Article ID Journal Published Year Pages File Type
2574521 Vascular Pharmacology 2009 7 Pages PDF
Abstract
To protect immature organ systems during corrective cardiac surgery, patients are cooled to a minimal temperature of 17 °C during cardiopulmonary bypass (CPB). However hypothermic CPB triggers the whole body inflammatory response and results in unwanted prolonged inflammation. The present study was designed to clarify the hypothermia and rewarming induced mechanisms and examine interventional pharmacological strategies that could prevent prolonged inflammation. Stimulated primary human umbilical vein endothelial cells (HUVECs) were exposed to a dynamic temperature protocol analogous to clinical settings. Furthermore endothelial cells were pretreated with methylprednisolone and/or tacrolimus as well as with MAPK inhibitors (SB203580, U0126 and SP600125). Cell viability, expression of IL-6 and ERK 1/2, p38 and SAPK/JNK were investigated. Stimulated endothelial cells secreted significantly higher IL-6 protein 2 h after rewarming in comparison to normothermic control cells.

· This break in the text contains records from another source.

PR #1819, opened 2019-11-08
Introduce ability to specify which timezones to include in the native imagee…

jaikiran:
Currently when a native-image is built it by defaults adds _only_ `GMT`, `UTC` and the default zone id as the timezones that are initialized and made available in the generated image. Of course, there's `IncludeAllTimeZones` option which includes all the available timezones into the target image.

However, it would be better to expose an additional option which lets users decide which specific timezones to include in the target image. Quarkus project has seen issues like these[1] where even a `GMT` expressed as a different id `Etc/GMT` isn't available in the target image. Of course, that's just one use case. Having a more finer control on which timezones get included in the target image will help users in configuring the native-image build accordingly or allowing frameworks like Quarkus an ability to add them intelligently.

This is my first contribution to the graal project. However, I have a signed and approved OCA (as part of the JDK project) and here's my record in the census https://openjdk.java.net/census#jpai

I have done manual tests with these changes to verify that using the new `IncludeTimeZones` option indeed includes the specific timezones in the target image and also made sure the exisitng `IncludeAllTimeZones` option isn't regressed. I am willing to add an automated test case (couldn't find documentation for it) if someone can guide me or point me to how to do that.

[1] https://github.com/quarkusio/quarkus/issues/5269

### DIFF
--- a/substratevm/src/com.oracle.svm.core/src/com/oracle/svm/core/jdk/TimeZoneSubstitutions.java
+++ b/substratevm/src/com.oracle.svm.core/src/com/oracle/svm/core/jdk/TimeZoneSubstitutions.java
@@ -76,18 +76,27 @@ final class Target_java_util_TimeZone {
 @AutomaticFeature
 final class TimeZoneFeature implements Feature {
     static class Options {
+        private static final TimeZone defaultZone = TimeZone.getDefault();
+
         @Option(help = "When true, all time zones will be pre-initialized in the image.")//
         public static final HostedOptionKey<Boolean> IncludeAllTimeZones = new HostedOptionKey<>(false);
+
+        @Option(help = "The time zones, in addition to the default zone of the host, that will be pre-initialized in the image.")//
+        public static final HostedOptionKey<String[]> IncludeTimeZones = new HostedOptionKey<>(new String[]{"GMT", "UTC", defaultZone.getID()});
     }
 
     @Override
     public void afterRegistration(AfterRegistrationAccess access) {
-        TimeZone defaultZone = TimeZone.getDefault();
-        String[] supportedZoneIDs = Options.IncludeAllTimeZones.getValue() ? TimeZone.getAvailableIDs() : new String[]{"GMT", "UTC", defaultZone.getID()};
+        final String[] supportedZoneIDs;
+        if (Options.IncludeAllTimeZones.getValue()) {
+            supportedZoneIDs = TimeZone.getAvailableIDs();
+        } else {
+            supportedZoneIDs = Options.IncludeTimeZones.getValue();
+        }
         Map<String, TimeZone> supportedZones = Arrays.stream(supportedZoneIDs)
                         .map(TimeZone::getTimeZone)
                         .collect(toMap(TimeZone::getID, tz -> tz, (tz1, tz2) -> tz1));
-        ImageSingletons.add(TimeZoneSupport.class, new TimeZoneSupport(supportedZones, defaultZone));
+        ImageSingletons.add(TimeZoneSupport.class, new TimeZoneSupport(supportedZones, Options.defaultZone));
     }
 }
 


jaikiran:

Please check for the user `jpai` https://openjdk.java.net/census#jpai

substratevm/src/com.oracle.svm.core/src/com/oracle/svm/core/jdk/TimeZoneSubstitutions.java
```diff
@@ -78,12 +78,23 @@ public static TimeZone getTimeZone(String id) {
...
         TimeZone defaultZone = TimeZone.getDefault();
-        String[] supportedZoneIDs = Options.IncludeAllTimeZones.getValue() ? TimeZone.getAvailableIDs() : new String[]{"GMT", "UTC", defaultZone.getID()};
+        final String[] supportedZoneIDs;
+        if (Options.IncludeAllTimeZones.getValue()) {
+            supportedZoneIDs = TimeZone.getAvailableIDs();
+        } else if (Options.IncludeTimeZones.hasBeenSet()) {
+            final String[] timeZones = Options.IncludeTimeZones.getValue().split(",");
+            supportedZoneIDs = Arrays.stream(timeZones).map(String::trim).toArray(String[]::new);
+        } else {
+            supportedZoneIDs = new String[]{"GMT", "UTC", defaultZone.getID()};
```
vjovanov: This line feels wrong. Would it be possible to make this a default value of `IncludeTimeZones`?

substratevm/src/com.oracle.svm.core/src/com/oracle/svm/core/jdk/TimeZoneSubstitutions.java
```diff
@@ -78,12 +78,23 @@ public static TimeZone getTimeZone(String id) {
     static class Options {
         @Option(help = "When true, all time zones will be pre-initialized in the image.")//
         public static final HostedOptionKey<Boolean> IncludeAllTimeZones = new HostedOptionKey<>(false);
+
+        @Option(help = "A comma separated list of time zones that will be pre-initialized in the image.")//
+        public static final HostedOptionKey<String> IncludeTimeZones = new HostedOptionKey<>(null);
```
vjovanov: I would also make this a `String[]`. That way you will be able to add time zones in different places on the command line (or jars) and they will compose (which I believe should be the right behavior).

substratevm/src/com.oracle.svm.core/src/com/oracle/svm/core/jdk/TimeZoneSubstitutions.java
```diff
@@ -78,12 +78,23 @@ public static TimeZone getTimeZone(String id) {
     static class Options {
         @Option(help = "When true, all time zones will be pre-initialized in the image.")//
         public static final HostedOptionKey<Boolean> IncludeAllTimeZones = new HostedOptionKey<>(false);
```
vjovanov: Not sure this is the right default value. How much does `-H:+IncludeAllTimeZones` cost in terms of image size?

Anyhow, this is out of the scope of this PR.

substratevm/src/com.oracle.svm.core/src/com/oracle/svm/core/jdk/TimeZoneSubstitutions.java
jaikiran: Hello @vjovanov,

Thank you very much for your review and sorry about the late response.

I've taken your input on this one and updated this PR to include this change. These values now form the default value for the new option.

substratevm/src/com.oracle.svm.core/src/com/oracle/svm/core/jdk/TimeZoneSubstitutions.java
jaikiran: Done. I wasn't aware of this support. Thank you for pointing me to this. With this change, the param will now be passed (from command line) multiple times:

```
../../mx/mx native-image -H:IncludeTimeZones=Europe/Berlin -H:IncludeTimeZones=GMT HelloWorld 
```

substratevm/src/com.oracle.svm.core/src/com/oracle/svm/core/jdk/TimeZoneSubstitutions.java
jaikiran: > How much does -H:+IncludeAllTimeZones cost in terms of image size?

We have been having this similar conversation in the Quarkus project https://groups.google.com/forum/#!msg/quarkus-dev/J1afzAhpShI/A5vmUGJLAQAJ

My experiments (with a couple of different programs, one being the `HelloWorld` example used in `substratevm` project) have shown that when `IncludeAllTimeZones` isn't set then the filesize is something along lines of 2.9M:

```
ls -lh helloworld 
-rwxr-xr-x  1 jaikiran  jaikiran   2.9M Nov 14 23:22 helloworld
```
and when you set `IncludeAllTimeZones`, the size increases very slightly to:
```
-rwxr-xr-x  1 jaikiran  jaikiran   3.3M Nov 14 23:50 ./helloworld
```

So not a big difference really. So yes, by default including all timezones probably will help application frameworks like Quarkus, where in certain situations there isn't really an easy way to determine at build time which timezones will be needed in the native image (imagine an application which communicates with a DB server whose timezone information can only be obtained at runtime).

But yes, like you say, the default value of `IncludeAllTimeZones` is something that needs to be discussed and sorted out separately.

substratevm/src/com.oracle.svm.core/src/com/oracle/svm/core/jdk/TimeZoneSubstitutions.java
```diff
@@ -76,18 +76,27 @@ public static TimeZone getTimeZone(String id) {
 @AutomaticFeature
 final class TimeZoneFeature implements Feature {
     static class Options {
+        private static final TimeZone defaultZone = TimeZone.getDefault();
```
vjovanov: Not a fan of static state, but I guess this one is OK to stay here.

jaikiran:
@vjovanov Thank you very much for reviewing this and merging it. 

For the question of the default value for `IncludeAllTimeZones`, I have created a separate issue here https://github.com/oracle/graal/issues/1833

aruffie:
I confirm too, I have the bug here: https://github.com/quarkiverse/quarkus-univocity-parsers/pull/3/commits/5321516c5126adf349e9e7f060bfbf46883c6cbd   the timezone is different between my non-native test phase and the native test phase. I think the "-H:+IncludeAllTimeZones" isn't take in account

Moreover, dynamic temperature changes lead to increased MAPK phosphorylation. Only the combined pre-treatment with MP and TAC served to inhibit the IL-6 secretion. As intracellular signalling pathway we could demonstrate that SB203580 as specific p38 inhibitor most effectively down regulated the unwanted IL-6 release after cooling and rewarming. Therefore inhibition of p38 or components of the p38 pathway could be a promising and selective antiinflammatory therapeutic target after hypothermic CPB.